Our question no. 36 today is:

Q36-1Z

Since the time is very limited for our post today, we will just answer few questions that we received lately.

Many asked for some recipes, for healthy food, for which we will answer soon. Magi asked about the best food to eat for kidney patients.

Ghandi suggested having a post for high pressure diets, which is a good idea, since many people lately under a lot of stress, and that in itself causes the blood pressure to go up. Let us see what is the best healthy food for them.

Foods Heal
Ever wonder how to lower blood pressure naturally? Sodium has always been the blood pressure bogeyman—shake most of it from your high blood pressure diet and you’ll be safe. But research now shows that it’s just as important to choose foods naturally low in sodium and high in at least two of the three power minerals: calcium, magnesium, and potassium. Add in these 13 well-balanced foods to your diet to cut your risk of stroke and heart attack nearly in half. (Looking for natural remedies that really work? Prevention has smart answers—get a FREE trial + 12 FREE gifts.)

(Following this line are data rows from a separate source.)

Issue #2365, opened 2022-08-19
does not register for `DCACCOUNT:` uri scheme in system


Simon-Laux:
this should work to make the qr code on webxdc.org clickable

also see:
https://github.com/deltachat/deltachat-ios/pull/1640
https://github.com/deltachat/deltachat-desktop/pull/2823

r10s:
closed by https://github.com/deltachat/deltachat-android/pull/2367

PR #2366, opened 2022-08-19
add dclogin scheme to qr code scan

Simon-Laux:
see https://github.com/deltachat/interface/pull/48 for spec.

needs a core with https://github.com/deltachat/deltachat-core-rust/pull/3541 merged.

I started with android implementation mainly to add the strings that they are swiftly discussed and then translated.

### Tasks
- [X] scan as first account
- [X] scan as second account
- [X] strings
- [x]  register DC as `dclogin:` scheme handler systemwide

those intents are beyond me, I can't figure out how to register DC as `dclogin:` scheme handler systemwide. sure it needs to go into `AndroidManifest.xml` but then the java code besides that is to hard for me. (I strongly dislike coding java) so it's better done by someone with real android experience, maybe together with #2365, as those two tasks are very similar.

so feel free to just push java stuff to this branch, I'm tired and annoyed of writing java.

### DIFF
--- a/res/values/strings.xml
+++ b/res/values/strings.xml
@@ -879,6 +879,8 @@
     <string name="qraccount_success_enter_name">Login successful—your e-mail address is %1$s\n\nIf you like, you can now enter a name and an profile image that will be displayed to people you write to.</string>
     <string name="qraccount_qr_code_cannot_be_used">The scanned QR code cannot be used to set up a new account.</string>
     <string name="qraccount_use_on_new_install">The scanned QR code is for setting up a new account. You can scan the QR code when setting up a new Delta Chat installation.</string>
+    <string name="qrlogin_ask_login">Login to \"%1$s\"?</string>
+    <string name="qrlogin_ask_login_another">Login to \"%1$s\"?\n\nYour existing account will not be deleted. Use the \"Switch Account\" item to switch between your accounts.</string>
     <!-- first placeholder will be replaced by name and address of the inviter, second placeholder will be replaced by the name of the inviter. -->
     <string name="secure_join_started">%1$s invited you to join this group.\n\nWaiting for the device of %2$s to reply…</string>
     <!-- placeholder will be replaced by the name of the inviter. -->
--- a/src/com/b44t/messenger/DcContext.java
+++ b/src/com/b44t/messenger/DcContext.java
@@ -58,6 +58,7 @@ public class DcContext {
     public final static int DC_QR_WITHDRAW_VERIFYGROUP   = 502;
     public final static int DC_QR_REVIVE_VERIFYCONTACT   = 510;
     public final static int DC_QR_REVIVE_VERIFYGROUP     = 512;
+    public final static int DC_QR_LOGIN             = 520;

H-Blood Pressure FoodWhite beans
One cup of white beans provides 13% of the calcium, 30% of the magnesium, and 24% of the potassium you need every day.

Tip: You can use this comfort food in side dishes, soups, and entrées. As a meatless source of protein, it’s a great choice for vegetarians. Choose no-salt added or well-rinsed low-sodium canned white beans, or cook dried beans overnight in a slow cooker.

Fat-free plain yogurt
One cup of fat-free plain yogurt provides 49% of the calcium, 12% of the magnesium, and 18% of the potassium you need every day.

Tip: Cool and creamy, yogurt is a star ingredient in mineral-rich breakfasts, in sauces and salad dressings, and even in entrées. Most brands of regular yogurt tend to be a bit higher in calcium than Greek varieties. You can control the fat and nutrient content by making your own yogurt at home for your high blood pressure diet. (Keep things interesting with these 8 tasty yogurt toppings.)

Tilapia
Four ounces of tilapia provides 8% of the magnesium and 8% of the potassium you need every day.

Tip: This mild white fish is available year-round in supermarkets and fish stores, fresh or as frozen fillets. You can roast it, bake it, and sauté it, flavor it with a variety of seasonings, and even top it with mineral-rich kiwi-avocado salsa. Tilapia is extremely low in environmental toxins like mercury, and it is considered a sustainable, environmentally friendly choice. Most US-raised tilapia is grown in closed-system fish farms on plant-based diets, an approach that doesn’t threaten stocks of wild fish, according to the nonprofit Food & Water Watch.
Kiwifruit

Kiwi
One kiwifruit provides 2% of the calcium, 7% of the magnesium, and 9% of the potassium you need every day.

Tip: Kiwifruit is available year-round in supermarkets, hailing from California orchards November through May and from New Zealand June through October. (Kiwifruit was named after New Zealand’s native kiwi bird, whose brown, fuzzy coat resembles the skin of this fruit.) Ripe kiwis can be stored in the fridge or on your counter. They contain more vitamin C than a same-size serving of orange slices.

Peaches and nectarines
One medium peach or nectarine provides 1% of the calcium, 3% of the magnesium, and 8% of the potassium you need every day.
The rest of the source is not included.